- _What to do_
Find the line with "of the ABI." in the entries below, then reproduce it and every line after it down to and including the line with "etc.) in order", exactly.

Collected data:
PR #185, opened 2018-08-28
rename bytes to octets to match the rest of the specs

robUx4:
Since that's what we used everywhere. It's also clearer than byte, which may (mostly in the past) represent more than 8 bits.


mbunkus:
I approve. However, I just noticed that Byte was capitalized in a couple of places (e.g. "Four Byte Element IDs") but not in others. Maybe lower-case those while you're at it.

dericed:
Thx, I still approve. I suggest to squash and merge.

PR #186, opened 2018-08-28
bump to version 06

dericed:
just leaving this here to follow the end of today's merges


robUx4:
IMO you can do the bump once #177 is resolved.
#181 is not really meant for the current EBML, it would be a last minute addition.

dericed:
Maybe let's add in https://github.com/Matroska-Org/ebml-specification/pull/189 then merge and handle the other open PR's later.

Issue #183, opened 2018-07-02
set iana considerations for docType values


dericed:
see https://github.com/Matroska-Org/ebml-specification/pull/179#issuecomment-400191417

PR #188, opened 2018-08-28
add doctype registry to iana considerations

dericed:
to resolve https://github.com/Matroska-Org/ebml-specification/issues/183

### DIFF
--- a/specification.markdown
+++ b/specification.markdown
@@ -789,6 +789,8 @@ DocType values are described in [this section](#doctype).  DocTypes are ASCII st
 
 The use of ASCII corresponds to the types and code already in use, the value is not meant to be visible to the user.
 
+DocType string values of "matroska" and "webm" are reserved for pre-existing formats.
+
 ## CELLAR EBML Element ID Registry
 
 This document creates a new IANA Registry called "CELLAR EBML Element ID Registry".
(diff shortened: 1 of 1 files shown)


robUx4:
IMO one doesn't go with the other. It was never the goal to restrict the IDs from one EBML format in other EBML formats. Otherwise we'll run out of Class A IDs very quickly.

IMO for EBML we only need a registry of `DocType`, for example `"matroska"` and `"webm"` are the 2 current entries.

Then Matroska has its own IANA registry for its EBML IDs.

dericed:
@robUx4, that comment seems more relevant to https://github.com/Matroska-Org/ebml-specification/pull/179 which was already merged. We can discuss in the call with Michael.

robUx4:
Yes I came too late before the merge happened. But IMO it can be discussed here since you're adding a significant part that was missing.

robUx4:
I updated the PR with the First Come First Served rule, moving it first and reserving "matroska"/"webm".

dericed:
LGTM, I can't approve officially in github since I started the PR, but I approve here in the comments.

mbunkus:
As we all approve and agree so much, I'll merge it.

PR #191, opened 2018-08-30
Make the ID registry about the EBML Header only

robUx4:
And add initial values.

### DIFF
--- a/specification.markdown
+++ b/specification.markdown
@@ -813,7 +813,7 @@ This document creates a new IANA Registry called "CELLAR EBML Element ID Registr
 
 Element IDs are described in section `Element ID`. Element IDs are encoded using the VINT mechanism described in section (#variable-size-integer) can be between one and five octets long. Five octet long Element IDs are possible only if declared in the header.
 
-This IANA Registry only applies to `Elements` contained in the `EBML Header` and global `Elements` that are either valid in the `EBML Header` or the whole `EBML Document`. `Elements` only found in the `EBML Body` have their own set of independent `Element IDs` and are not part of this IANA Registry.
+This IANA Registry only applies to `Elements` contained in the `EBML Header`. `Elements` only found in the `EBML Body` have their own set of independent `Element IDs` and are not part of this IANA Registry.
 
 The VINT Data value of one-octet Element IDs MUST be between 0x01 and 0x7E. These items are valuable because they are short, and need to be used for commonly repeated elements. Values from 1 to 126 are to be allocated according to RFC Required.
 
@@ -837,15 +837,15 @@ Five octet Element IDs (values from 0x10000001 upwards) are reserved for Experim
 
 ID Values found in this document are assigned as initial values as follows:
 
- ID        | Name
-----------:|:-------------------------
-0x1A45DFA3 | EBML Head
-0x4286     | EBML Version
-0x42F7     | EBML Read Version
-0x42F2     | EBML Max ID Length
-0x42F3     | EBML Max Size Length
-0x4282     | EBML DocType
-0x4287     | EBML DocType Version
-0x4285     | EBML DocType Read Version
+ ID        | Element Name
+----------:|:-------------------------------
+0x1A45DFA3 | EBML
+0x4286     | EBMLVersion
+0x42F7     | EBMLReadVersion
+0x42F2     | EBMLMaxIDLength
+0x42F3     | EBMLMaxSizeLength
+0x4282     | DocType
+0x4287     | DocTypeVersion
+0x4285     | DocTypeReadVersion
 0xBF       | CRC-32
 0xEC       | Void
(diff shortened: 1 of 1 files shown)


specification.markdown
```diff
@@ -811,7 +811,9 @@ DocType string values of "matroska" and "webm" are reserved for pre-existing for
 
 This document creates a new IANA Registry called "CELLAR EBML Element ID Registry".
 
-Element IDs are described in section `Element ID`.  Element IDs are encoded using the VINT mechanism described in section (#variable-size-integer) can be between one and five octets long. Five octet long Element IDs are possible only if declared in the header.
+Element IDs are described in section `Element ID`. Element IDs are encoded using the VINT mechanism described in section (#variable-size-integer) can be between one and five octets long. Five octet long Element IDs are possible only if declared in the header.
+
+This IANA Registry only applies to `Elements` contained in the `EBML Header`, not the `Elements` used in the `EBML Body` which have their own set of independent `Element IDs`.
```
dericed: Should this registry apply to Global Elements as well (Void and CRC-32)?

specification.markdown
```diff
@@ -833,3 +835,17 @@ The numbers 0xFFFFFFF and 0x1000000 are RESERVED.
...
+ ID        | Name
+----------:|:-------------------------
+0x1A45DFA3 | EBML Head
+0x4286     | EBML Version
+0x42F7     | EBML Read Version
+0x42F2     | EBML Max ID Length
+0x42F3     | EBML Max Size Length
+0x4282     | EBML DocType
+0x4287     | EBML DocType Version
+0x4285     | EBML DocType Read Version
```
dericed: I suggest to use the same name as elsewhere in the document (no spaces and `EBML` as the name for 0x1A45DFA3).

robUx4: For each of them ? IMO the registry is meant to be more user readable. Whereas those names are the ones found in the Path to avoid any ambiguity.

specification.markdown
robUx4: Indeed, we need to explain what happens to global elements.

specification.markdown
dericed: The camelcasing maintains readability. At any rate, not a strong objection.

robUx4:
Ping @mbunkus

specification.markdown
```diff
@@ -811,7 +811,9 @@ DocType string values of "matroska" and "webm" are reserved for pre-existing for
 
 This document creates a new IANA Registry called "CELLAR EBML Element ID Registry".
 
-Element IDs are described in section `Element ID`.  Element IDs are encoded using the VINT mechanism described in section (#variable-size-integer) can be between one and five octets long. Five octet long Element IDs are possible only if declared in the header.
+Element IDs are described in section `Element ID`. Element IDs are encoded using the VINT mechanism described in section (#variable-size-integer) can be between one and five octets long. Five octet long Element IDs are possible only if declared in the header.
+
+This IANA Registry only applies to `Elements` contained in the `EBML Header` and global `Elements` that are either valid in the `EBML Header` or the whole `EBML Document`. `Elements` only found in the `EBML Body` have their own set of independent `Element IDs` and are not part of this IANA Registry.
```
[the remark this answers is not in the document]
robUx4: It's actually anywhere that doesn't exclude the EBML Header. Or in other words, that include the EBML Header.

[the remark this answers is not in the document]
robUx4: So I'll just remove the end of the sentence.

mbunkus:
Hmm, you removed any mention of "global elements" now. Not sure if that's the right thing to do; CRC-32 and Void are global, after all. It might be clearer to mention globals again :)

mcr:
Moritz Bunkus <notifications@github.com> wrote:
    > Hmmm we do have some discrepancies regarding element naming. You're
    > either talking about the EBML Document Type in general or the DocType
    > Element, but not the EBML DocType Element you include in this list.
    > Similar, you're talking about CRC-32 Elements elsewhere in the document
    > but in this list you use CRC-32 (which would match the rest of the
    > document but not the rest of the table; otherwise you'd have to use
    > EBML CRC-32.

Yes, we want to make it consistent.
Usually there is a third column in a registry which says which document.

+ ID        | Name                     | Document
+----------:|:-------------------------+---------
+0x1A45DFA3 | EBML Head                | [THIS DOCUMENT] section X
+0x4286     | EBML Version             | [THIS DOCUMENT] section X
+0x42F7     | EBML Read Version        | [THIS DOCUMENT] section X
+0x42F2     | EBML Max ID Length       | [THIS DOCUMENT] section X
+0x42F3     | EBML Max Size Length     | [THIS DOCUMENT] section X
+0x4282     | EBML DocType             | [THIS DOCUMENT] section X
+0x4287     | EBML DocType Version     | [THIS DOCUMENT] section X
+0x4285     | EBML DocType Read Version| [THIS DOCUMENT] section X

    > I'd prefer to use the element names as they're used in the headings
    > that describe them: EBML, EBMLVersion and EBMLMaxIDLength, but
    > DocTypeVersion, CRC-32 and Void. That would be precise and easy enough
    > to cross-reference.

No need to guess, put the reference right in.

robUx4:
Added a reference to the document and a wording that includes global elements explicitly, the ones found in the EBML Header.

PR #192, opened 2018-09-05
bump to 07

dericed:
lot of recent activity, so here's a version bump


dericed:
suggest resolving https://github.com/Matroska-Org/ebml-specification/pull/193 first

robUx4:
We can merge that so that local files don't produce a -06 version on top of the frozen -06 one.
In general once a version is published we should bump the version right away.

mcr:
Steve Lhomme <notifications@github.com> wrote:
    > In general once a version is published we
    > should bump the version right away.

yes, do that to make rfcdiff easier.

PR #193, opened 2018-09-05
escape xml elements in sectional headers

dericed:
otherwise the value is dropped altogether when the output docs are rendered


robUx4:
LGTM

robUx4:
LGTM

PR #200, opened 2019-01-19
add versioning paragraphs

robUx4:


specification.markdown
```diff
@@ -331,6 +331,18 @@ All data of an `EBML Document` following the `EBML Header` is the `EBML Body`. T
 
 An `EBML Stream` is a file that consists of one or many `EBML Documents` that are concatenated together. An occurrence of a `EBML Header` at the `Root Level` marks the beginning of an `EBML Document`.
 
+# EBML Versioning
+
+An `EBML Document` handles 2 different versions: the version of the `EBML Header` and the version of the `EBML Body`. Both versions are meant to be backward compatible.
```
dericed: There seems a minor mismatch here. I think I'd prefer to not use the term `EBML Body` here, but prefer `EBML Document` since the value has long been called `EBML Document Version` rather than `EBML Body Version`.

robUx4: In fact it *is* the version of the `EBML Body`. The definition of the `EBML Document` is:
> A datastream comprised of only two components, an `EBML Header` and an `EBML Body`.

The `EBML Header` has it version and the `EBML Body` has its own. They can be changed separately, which couldn't be the case if the `EBMLDocTypeVersion` was covering both parts.

dericed: I agree, but then perhaps the first sentence of the `EBML Document Version` should be "The version of the EBML Body is found in EBMLDocTypeVersion". Worried though that contextualizing `EBMLDocTypeVersion` as the version of the Body rather than the Document will require more changes.

robUx4: Agreed, I'll add it to the patch although it's technically a different issue.

Issue #197, opened 2019-01-07
clarity security consideration


dericed:
From https://mailarchive.ietf.org/arch/msg/cellar/ZeTFBMZ_acBakwYFGZlhM-XJ5yU

Regarding https://tools.ietf.org/html/draft-ietf-cellar-ebml-08#section-3

> §3: Can you offer guidance on the specific impacts of the mentioned attacks, and how to mitigate them? (If there is no way to mitigate an attack, it's okay to say that.)

PR #202, opened 2019-01-19
Error mitigation

robUx4:
Separate OK errors and not OK errors.

I'm not sure what to do with the side channel errors.


robUx4:
Fixes partially #197

robUx4:
> 
> 
> As for side channel attacks: I'd simply say that a reader MAY use the elements anyway at its discretion, just like with the other possible attacks (e.g. by ignoring trailing 0 bytes in string elements meant for displaying).

I added a line for that.

PR #203, opened 2019-01-19
explain why it's like UTF-8 and why it's not and why UTF-8

robUx4:


robUx4:
OK, I am fine with removing it altogether.

PR #210, opened 2019-01-23
bump to version 09

dericed:


dericed:
Been 4 months since a version bump

retokromer:
Can https://github.com/Matroska-Org/ebml-specification/pull/200 not be resolved before?

dericed:
@retokromer I stalled 18 hours but don't consider that #200 is blocking to the version bump

retokromer:
It’s not a blocking issue. It would just having been «nice» to have resolved it in the new version. No more, no less.

dericed:
Sorry @retokromer, but work is moving quickly in response to the AD review and @mcr recommended more versions rather than waiting for moments of empty PR lists.

PR #1, opened 2020-03-17
Review ABI vNEXT.

PiotrSikora:
Signed-off-by: Piotr Sikora <piotrsikora@google.com>

### DIFF
--- a/abi-versions/README.md
+++ b/abi-versions/README.md
@@ -1,0 +1,40 @@
+# Proxy-Wasm ABI specification
+
+## ABI versioning
+
+The ABI is in the form of: `<major>.<minor>.<patch>`
+
+Breaking changes require increasing the major version.
+
+Adding new functions requires increasing the minor version.
+
+Adding new enum values requires increasing the patch version.
+
+Wasm modules should export `proxy_abi_version_<major>_<minor>_<patch>` function, indicating which
+version of the ABI they were compiled against.
+
+Host environments should be able to support multiple versions of the ABI.
+
+## Naming conventions
+
+All functions are using `snake_case`, and they start with the `proxy_` prefix. Implementation
+specific extensions should use different prefixes (e.g. `envoy_`, `nginx_`, `ats_`, etc.) in order
+to avoid polluting the common namespace. However, this is highly discouraged, and should be used
+only for implementing optional proxy-specific functionality, otherwise we’re going to lose
+portability.
+
+Function names are in the form of: `proxy_<verb>_<namespace>_<field>_<field>` (e.g.
+`proxy_on_http_request_headers`, `proxy_get_map_value`, etc).
+
+## Memory ownership
+
+No memory-managed data is passed to Wasm module in any of the event callbacks, and Wasm module must
+request memory-managed data from the host environment if it’s interested in it, e.g.
+`proxy_on_http_request_body` only passes the information about the number of available request body
+bytes, but the module must request them using `proxy_get_buffer`. When that happens, the host
+environment will request the Wasm module to allocate memory using `proxy_on_memory_allocate` and
+copy requested data into it. In doing so, it passes memory ownership of that data to the Wasm
+module, which is expected to free this memory when it no longer needs it.
+
+SDKs implementing this ABI are expected to automatically handle freeing of the memory-managed data
+for the developers.
--- a/abi-versions/vNEXT/README.md
+++ b/abi-versions/vNEXT/README.md
@@ -327,8 +327,7 @@ Note: The same unique context identifier (`stream_id`) is shared by a pair of
 Called when HTTP request headers for stream `stream_id` are received from
 downstream.
 
-Headers (`num_headers` entries) can be retrieved using `proxy_get_map` and/or
-`proxy_get_map_value`.
+Headers (`num_headers` entries) can be retrieved using `proxy_get_map_values`.
 
 Return value (`next_action`) instructs the host environment what action to take:
 - `Continue` means that this HTTP request should be accepted and that HTTP
@@ -385,8 +384,7 @@ Return value (`next_action`) instructs the host environment what action to take:
 Called when HTTP request trailers for stream `stream_id` are received from
 downstream.
 
-Trailers (`num_trailers` entries) can be retrieved using `proxy_get_map` and/or
-`proxy_get_map_value`.
+Trailers (`num_trailers` entries) can be retrieved using `proxy_get_map_values`.
 
 Return value (`next_action`) instructs the host environment what action to take:
 - `Continue` means that HTTP trailers should be forwarded upstream.
@@ -409,8 +407,7 @@ Return value (`next_action`) instructs the host environment what action to take:
 Called for each HTTP/2 METADATA frame for stream `stream_id` received from
 downstream.
 
-Metadata (`num_elements` entries) can be retrieved using `proxy_get_map` and/or
-`proxy_get_map_value`.
+Metadata (`num_elements` entries) can be retrieved using `proxy_get_map_values`.
 
 Return value (`next_action`) instructs the host environment what action to take:
 - `Continue` means that HTTP/2 METADATA elements should be forwarded upstream.
@@ -434,8 +431,7 @@ Return value (`next_action`) instructs the host environment what action to take:
 Called when HTTP response headers for stream `stream_id` are received from
 upstream.
 
-Headers (`num_headers` entries) can be retrieved using `proxy_get_map` and/or
-`proxy_get_map_value`.
+Headers (`num_headers` entries) can be retrieved using `proxy_get_map_values`.
 
 Return value (`next_action`) instructs the host environment what action to take:
 - `Continue` means that HTTP headers should be forwarded downstream.
@@ -489,8 +485,7 @@ Return value (`next_action`) instructs the host environment what action to take:
 Called when HTTP response trailers for stream `stream_id` are received from
 upstream.
 
-Trailers (`num_trailers` entries) can be retrieved using `proxy_get_map` and/or
-`proxy_get_map_value`.
+Trailers (`num_trailers` entries) can be retrieved using `proxy_get_map_values`.
 
 Return value (`next_action`) instructs the host environment what action to take:
 - `Continue` means that HTTP trailers should be forwarded downstream.
@@ -513,8 +508,7 @@ Return value (`next_action`) instructs the host environment what action to take:
 Called for each HTTP/2 METADATA frame for stream `stream_id` received from
 upstream.
 
-Metadata (`num_elements` entries) can be retrieved using `proxy_get_map` and/or
-`proxy_get_map_value`.
+Metadata (`num_elements` entries) can be retrieved using `proxy_get_map_values`.
 
 Return value (`next_action`) instructs the host environment what action to take:
 - `Continue` means that HTTP/2 METADATA elements should be forwarded downstream.
@@ -534,9 +528,9 @@ Return value (`next_action`) instructs the host environment what action to take:
   - `i32 (uint32_t) response_code`
   - `i32 (const char*) response_code_details_data`
   - `i32 (size_t) response_code_details_size`
-  - `i32 (const char*) response_body_data`
+  - `i32 (iovec_array_t) response_body_data`
   - `i32 (size_t) response_body_size`
-  - `i32 (const char*) additional_headers_map_data`
+  - `i32 (iovec_array_t[]) additional_headers_map_data`
   - `i32 (size_t) additional_headers_size`
   - `i32 (uint32_t) grpc_status`
 * returns:
@@ -595,14 +589,15 @@ Returns `InvalidOperation` when stream is already closed.
   - `i32 (proxy_buffer_type_t) buffer_type`
   - `i32 (size_t) offset`
   - `i32 (size_t) max_size`
-  - `i32 (const char**) return_buffer_data`
+  - `i32 (iovec_array_t*) return_buffer_data`
   - `i32 (size_t*) return_buffer_size`
 * returns:
   - `i32 (proxy_result_t) call_result`
 
 Returns content of the buffer `buffer_type`. At most `max_size` bytes will be
-returned, starting from the `offset`. Returned bytes are written into provided
-memory slice (`return_buffer_data`, `return_buffer_size`).
+returned, starting from the `offset`. Returned bytes are written into memory
+slices pointed by a list of vectors (`return_buffer_data`,
+`return_buffer_size`).
 
 Returns `Ok` on success.
 
@@ -619,15 +614,16 @@ Returns `InvalidMemoryAccess` when `return_buffer_data` and/or
   - `i32 (proxy_buffer_type_t) buffer_type`
   - `i32 (offset_t) offset`
   - `i32 (size_t) size`
-  - `i32 (const char*) buffer_data`
+  - `i32 (iovec_array_t) buffer_data`
   - `i32 (size_t) buffer_size`
 * returns:
   - `i32 (proxy_result_t) call_result`
 
-Sets content of the buffer `buffer_type` to the provided value (`buffer_data`,
-`buffer_size`), replacing `size` bytes in the existing buffer, starting at the
-`offset`. Host environment must adjust the size of the destination buffer
-(e.g. shrink the buffer if target `size` is larger than `buffer_size`).
+Sets content of the buffer `buffer_type` to the values from memory slices
+pointed by the provided list of vectors (`buffer_data`, `buffer_size`),
+replacing `size` bytes in the existing buffer, starting at the `offset`. Host
+environment must adjust the size of the destination buffer (e.g. shrink the
+buffer if target `size` is larger than `buffer_size`).
 
 Returns `Ok` on success.
 
@@ -636,83 +632,57 @@ Returns `BadArgument` for unknown `buffer_type`.
 Returns `InvalidMemoryAccess` when `buffer_data` and/or `buffer_size` point to
 invalid memory address.
 
-#### `proxy_get_map`
-
-* params:
-  - `i32 (proxy_map_type_t) map_type`
-  - `i32 (const char**) return_map_data`
-  - `i32 (size_t*) return_map_size`
-* returns:
-  - `i32 (proxy_result_t) call_result`
-
-Returns all key-value pairs from the given map (`map_type`).
-
-Returns `Ok` on success.
-
-Returns `BadArgument` for unknown `map_type`.
-
-Returns `Empty` when `map_type` doesn't contain any data.
-
-Returns `InvalidMemoryAccess` when `return_map_data` and/or `return_map_size`
-point to invalid memory address.
-
-#### `proxy_set_map`
-
-* params:
-  - `i32 (proxy_map_type_t) map_type`
-  - `i32 (const char*) map_data`
-  - `i32 (size_t) map_size`
-* returns:
-  - `i32 (proxy_result_t) call_result`
-
-Sets all key-value pairs in the given map (`map_type`).
-
-Returns `Ok` on success.
-
-Returns `BadArgument` for unknown `map_type`.
-
-Returns `InvalidMemoryAccess` when `map_data` and/or `map_size` point to invalid
-memory address.
-
 #### `proxy_get_map_values`
 
 * params:
   - `i32 (proxy_map_type_t) map_type`
-  - `i32 (const char*) key_data`
-  - `i32 (size_t) key_size`
-  - `i32 (const char**) return_values_data`
-  - `i32 (size_t*) return_values_size`
+  - `i32 (iovec_array_t) keys_data`
+  - `i32 (size_t) keys_size`
+  - `i32 (iovec_array_t[]*) return_map_data`
+  - `i32 (size_t*) return_map_size`
 * returns:
   - `i32 (proxy_result_t) call_result`
 
-Returns content of the key (`key_data`, `key_size`) from the map (`map_type`).
+Returns map containing key-values for keys from the provided list of vectors
+(`keys_data`, `keys_size`) from the map (`map_type`) in a list of lists
+of vectors (`return_map_data`, `return_map_size`) in which the first element
+in each list represents a key, followed by a zero or more values.
+
+If the list of keys is empty, then all key-values in the map are returned.
+
+In context of HTTP header maps, the special key `"*"` can be used to retrieve
+all regular HTTP headers, and the special key `":*"` can be used to retrieve
+all pseudo-headers.
 
 Returns `Ok` on success.
 
 Returns `BadArgument` for unknown `map_type`.
-
-Returns `NotFound` when key (`key_data`, `key_size`) doesn't exist.
 
 Returns `InvalidMemoryAccess` when `key_data`, `key_size`, `return_values_data`
 and/or `return_values_size` point to invalid memory address.
 
-#### `proxy_set_map_key_values`
+#### `proxy_set_map_values`
 
 * params:
   - `i32 (proxy_map_type_t) map_type`
-  - `i32 (const char*) key_data`
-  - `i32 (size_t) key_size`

- _Solution to the exercise_
+Host environments should be able to support multiple versions of the ABI.
+
+## Naming conventions
+
+All functions are using `snake_case`, and they start with the `proxy_` prefix. Implementation
+specific extensions should use different prefixes (e.g. `envoy_`, `nginx_`, `ats_`, etc.) in order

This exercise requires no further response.